Task brief =
Below is a block of entries; repeat exactly the lines starting at the line that contains "Browser tests previously" and ending at the line that contains "- Remove global", both included.

Stored data =
============

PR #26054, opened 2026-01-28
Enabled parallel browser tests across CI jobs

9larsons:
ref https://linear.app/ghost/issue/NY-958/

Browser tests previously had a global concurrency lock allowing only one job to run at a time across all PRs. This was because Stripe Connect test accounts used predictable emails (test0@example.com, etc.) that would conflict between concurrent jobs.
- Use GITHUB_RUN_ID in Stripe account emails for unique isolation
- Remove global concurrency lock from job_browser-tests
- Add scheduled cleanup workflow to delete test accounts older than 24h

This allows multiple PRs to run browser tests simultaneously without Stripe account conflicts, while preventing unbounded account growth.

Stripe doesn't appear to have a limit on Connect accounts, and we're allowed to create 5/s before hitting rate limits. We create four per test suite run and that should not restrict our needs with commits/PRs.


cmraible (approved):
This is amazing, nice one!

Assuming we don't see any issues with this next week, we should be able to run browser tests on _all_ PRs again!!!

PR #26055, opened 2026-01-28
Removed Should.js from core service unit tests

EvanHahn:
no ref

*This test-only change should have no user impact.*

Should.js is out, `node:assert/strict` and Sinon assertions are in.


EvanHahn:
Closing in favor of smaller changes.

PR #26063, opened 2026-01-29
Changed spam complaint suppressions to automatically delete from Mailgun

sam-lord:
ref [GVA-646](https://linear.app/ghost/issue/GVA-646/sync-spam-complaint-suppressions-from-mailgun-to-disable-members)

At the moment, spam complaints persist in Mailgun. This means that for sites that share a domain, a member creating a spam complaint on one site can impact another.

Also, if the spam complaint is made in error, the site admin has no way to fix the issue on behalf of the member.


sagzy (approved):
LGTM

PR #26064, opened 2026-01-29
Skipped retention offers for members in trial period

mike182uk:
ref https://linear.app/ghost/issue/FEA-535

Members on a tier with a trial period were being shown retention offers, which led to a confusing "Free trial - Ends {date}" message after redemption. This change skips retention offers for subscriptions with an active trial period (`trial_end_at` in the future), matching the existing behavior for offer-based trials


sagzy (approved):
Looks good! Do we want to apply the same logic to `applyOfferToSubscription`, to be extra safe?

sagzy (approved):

============

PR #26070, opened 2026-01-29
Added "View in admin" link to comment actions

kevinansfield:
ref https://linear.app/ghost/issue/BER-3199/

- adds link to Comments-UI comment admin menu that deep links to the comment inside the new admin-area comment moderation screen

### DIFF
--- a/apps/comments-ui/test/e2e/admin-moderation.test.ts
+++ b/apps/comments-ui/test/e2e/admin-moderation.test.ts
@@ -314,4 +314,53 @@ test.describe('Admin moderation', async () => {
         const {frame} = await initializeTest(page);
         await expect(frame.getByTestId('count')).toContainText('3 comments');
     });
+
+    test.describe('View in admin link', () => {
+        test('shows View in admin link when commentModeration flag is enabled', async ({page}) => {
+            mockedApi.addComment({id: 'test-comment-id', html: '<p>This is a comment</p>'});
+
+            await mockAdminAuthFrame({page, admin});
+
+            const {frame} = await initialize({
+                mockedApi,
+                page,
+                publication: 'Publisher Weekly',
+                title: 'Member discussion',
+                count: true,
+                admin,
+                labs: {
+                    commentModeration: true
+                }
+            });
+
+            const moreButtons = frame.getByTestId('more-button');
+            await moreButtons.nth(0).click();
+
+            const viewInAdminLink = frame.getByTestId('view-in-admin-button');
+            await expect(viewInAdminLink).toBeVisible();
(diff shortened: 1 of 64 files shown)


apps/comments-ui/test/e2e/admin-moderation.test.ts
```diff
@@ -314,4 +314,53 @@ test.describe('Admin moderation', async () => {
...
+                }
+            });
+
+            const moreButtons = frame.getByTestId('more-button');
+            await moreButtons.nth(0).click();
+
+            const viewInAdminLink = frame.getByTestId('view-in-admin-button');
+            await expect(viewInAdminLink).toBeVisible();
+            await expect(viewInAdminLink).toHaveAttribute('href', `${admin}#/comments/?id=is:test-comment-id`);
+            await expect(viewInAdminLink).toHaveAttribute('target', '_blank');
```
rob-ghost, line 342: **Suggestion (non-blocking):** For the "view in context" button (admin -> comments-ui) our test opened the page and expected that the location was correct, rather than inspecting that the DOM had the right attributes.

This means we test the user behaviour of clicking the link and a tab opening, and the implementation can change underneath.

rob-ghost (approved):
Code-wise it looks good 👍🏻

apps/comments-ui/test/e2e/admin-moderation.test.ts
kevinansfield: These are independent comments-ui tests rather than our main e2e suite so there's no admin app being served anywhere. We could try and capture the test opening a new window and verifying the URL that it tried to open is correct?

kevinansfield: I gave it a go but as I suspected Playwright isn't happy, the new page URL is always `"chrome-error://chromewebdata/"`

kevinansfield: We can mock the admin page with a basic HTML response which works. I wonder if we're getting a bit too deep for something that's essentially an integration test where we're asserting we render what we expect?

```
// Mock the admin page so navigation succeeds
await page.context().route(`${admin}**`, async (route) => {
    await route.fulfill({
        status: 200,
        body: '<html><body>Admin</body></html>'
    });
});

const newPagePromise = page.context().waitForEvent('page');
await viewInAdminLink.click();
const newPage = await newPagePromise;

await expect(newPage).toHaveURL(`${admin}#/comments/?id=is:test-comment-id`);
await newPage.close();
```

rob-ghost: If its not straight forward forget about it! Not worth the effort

============

Expected answer =
Browser tests previously had a global concurrency lock allowing only one job to run at a time across all PRs. This was because Stripe Connect test accounts used predictable emails (test0@example.com, etc.) that would conflict between concurrent jobs.
- Use GITHUB_RUN_ID in Stripe account emails for unique isolation
- Remove global concurrency lock from job_browser-tests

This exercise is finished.